What you have to do -> Your task is to retype the listing word for word.

Data shown ->
PR #70, opened 2015-02-12
Exception fixes

erikjohnston:

PR #10857, opened 2021-09-20
Integrate the rust state compressor with Synapse.

Azrenbeth:
Add config options to control the run of the automatic tool from the [state compressor](https://github.com/matrix-org/rust-synapse-compress-state/)

Not ready for Synapse until [PR #70](https://github.com/matrix-org/rust-synapse-compress-state/pull/70) merges in that repo

### DIFF
--- a/docs/state_compressor.md
+++ b/docs/state_compressor.md
@@ -1,0 +1,154 @@
+# State compressor
+
+The state compressor is an **experimental** tool that attempts to reduce the number of rows 
+in the `state_groups_state` table inside of a postgres database.
+
+## Introduction to the state tables and compression
+### What is state?
+State is things like who is in a room, what the room topic/name is, who has
+what privilege levels etc. Synapse keeps track of it so that it can spot invalid
+events (e.g. ones sent by banned users, or by people with insufficient privilege).
+
+### What is a state group?
+
+Synapse needs to keep track of the state at the moment of each event. A state group
+corresponds to a unique state. The database table `event_to_state_groups` keeps track
+of the mapping from event ids to state group ids.
+
+Consider the following simplified example:
+```
+State group id   |          State
+_____________________________________________
+       1         |      Alice in room
+       2         | Alice in room, Bob in room
+       3         |        Bob in room
+
+
+Event id |     What the event was
+______________________________________
+    1    |    Alice sends a message
+    3    |     Bob joins the room
+    4    |     Bob sends a message
+    5    |    Alice leaves the room
+    6    |     Bob sends a message
+
+
+Event id | State group id
+_________________________
+    1    |       1
+    2    |       1
+    3    |       2
+    4    |       2
+    5    |       3
+    6    |       3
+```
+### What are deltas and predecessors?
+When a new state event happens (e.g. Bob joins the room) a new state group is created.
+BUT instead of copying all of the state from the previous state group, we just store
+the change from the previous group (saving on lots of storage space!). The difference
+from the previous state group is called the "delta"
+
+So for the previous example we would have the following (Note only rows 1 and 2 will
+make sense at this point):
+
+```
+State group id | Previous state group id |      Delta
+____________________________________________________________
+       1       |          NONE           |   Alice in room
+       2       |           1             |    Bob in room
+       3       |          NONE           |    Bob in room
+```
+So why is state group 3's previous state group NONE and not 2? Well the way that deltas 
+work in synapse is that they can only add in new state or overwrite old state, but they
+cannot remove it. (So if the room topic is changed then that is just overwriting state,
+but removing alice from the room is neither an addition or an overwriting). If it is 
+impossible to find a delta, then you just start from scratch again with a "snapshot" of
+the entire state. 
+
+(NOTE this is not documentation on how synapse handles leaving rooms but is purely for illustrative
+purposes)
+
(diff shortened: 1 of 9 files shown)


synapse/util/state_compressor.py
```diff
@@ -0,0 +1,68 @@
...
+    """Schedules the state compressor to run regularly"""
+
+    # Return if cannot import auto_compressor
+    if not state_compressor:
+        return
+
+    # Return if compressor isn't enabled
+    compressor_config = hs.config.statecompressor
+    if not compressor_config.compressor_enabled:
+        return
```
clokep, line 33: We probably want to only run this only if `hs.config.workers.run_background_tasks` is true so that we don't run it on every worker?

Response for this exercise ->
PR #70, opened 2015-02-12
Exception fixes

erikjohnston:

PR #10857, opened 2021-09-20
Integrate the rust state compressor with Synapse.

Azrenbeth:
Add config options to control the run of the automatic tool from the [state compressor](https://github.com/matrix-org/rust-synapse-compress-state/)

Not ready for Synapse until [PR #70](https://github.com/matrix-org/rust-synapse-compress-state/pull/70) merges in that repo

### DIFF
--- a/docs/state_compressor.md
+++ b/docs/state_compressor.md
@@ -1,0 +1,154 @@
+# State compressor
+
+The state compressor is an **experimental** tool that attempts to reduce the number of rows 
+in the `state_groups_state` table inside of a postgres database.
+
+## Introduction to the state tables and compression
+### What is state?
+State is things like who is in a room, what the room topic/name is, who has
+what privilege levels etc. Synapse keeps track of it so that it can spot invalid
+events (e.g. ones sent by banned users, or by people with insufficient privilege).
+
+### What is a state group?
+
+Synapse needs to keep track of the state at the moment of each event. A state group
+corresponds to a unique state. The database table `event_to_state_groups` keeps track
+of the mapping from event ids to state group ids.
+
+Consider the following simplified example:
+```
+State group id   |          State
+_____________________________________________
+       1         |      Alice in room
+       2         | Alice in room, Bob in room
+       3         |        Bob in room
+
+
+Event id |     What the event was
+______________________________________
+    1    |    Alice sends a message
+    3    |     Bob joins the room
+    4    |     Bob sends a message
+    5    |    Alice leaves the room
+    6    |     Bob sends a message
+
+
+Event id | State group id
+_________________________
+    1    |       1
+    2    |       1
+    3    |       2
+    4    |       2
+    5    |       3
+    6    |       3
+```
+### What are deltas and predecessors?
+When a new state event happens (e.g. Bob joins the room) a new state group is created.
+BUT instead of copying all of the state from the previous state group, we just store
+the change from the previous group (saving on lots of storage space!). The difference
+from the previous state group is called the "delta"
+
+So for the previous example we would have the following (Note only rows 1 and 2 will
+make sense at this point):
+
+```
+State group id | Previous state group id |      Delta
+____________________________________________________________
+       1       |          NONE           |   Alice in room
+       2       |           1             |    Bob in room
+       3       |          NONE           |    Bob in room
+```
+So why is state group 3's previous state group NONE and not 2? Well the way that deltas 
+work in synapse is that they can only add in new state or overwrite old state, but they
+cannot remove it. (So if the room topic is changed then that is just overwriting state,
+but removing alice from the room is neither an addition or an overwriting). If it is 
+impossible to find a delta, then you just start from scratch again with a "snapshot" of
+the entire state. 
+
+(NOTE this is not documentation on how synapse handles leaving rooms but is purely for illustrative
+purposes)
+
(diff shortened: 1 of 9 files shown)


synapse/util/state_compressor.py
```diff
@@ -0,0 +1,68 @@
...
+    """Schedules the state compressor to run regularly"""
+
+    # Return if cannot import auto_compressor
+    if not state_compressor:
+        return
+
+    # Return if compressor isn't enabled
+    compressor_config = hs.config.statecompressor
+    if not compressor_config.compressor_enabled:
+        return
```
clokep, line 33: We probably want to only run this only if `hs.config.workers.run_background_tasks` is true so that we don't run it on every worker?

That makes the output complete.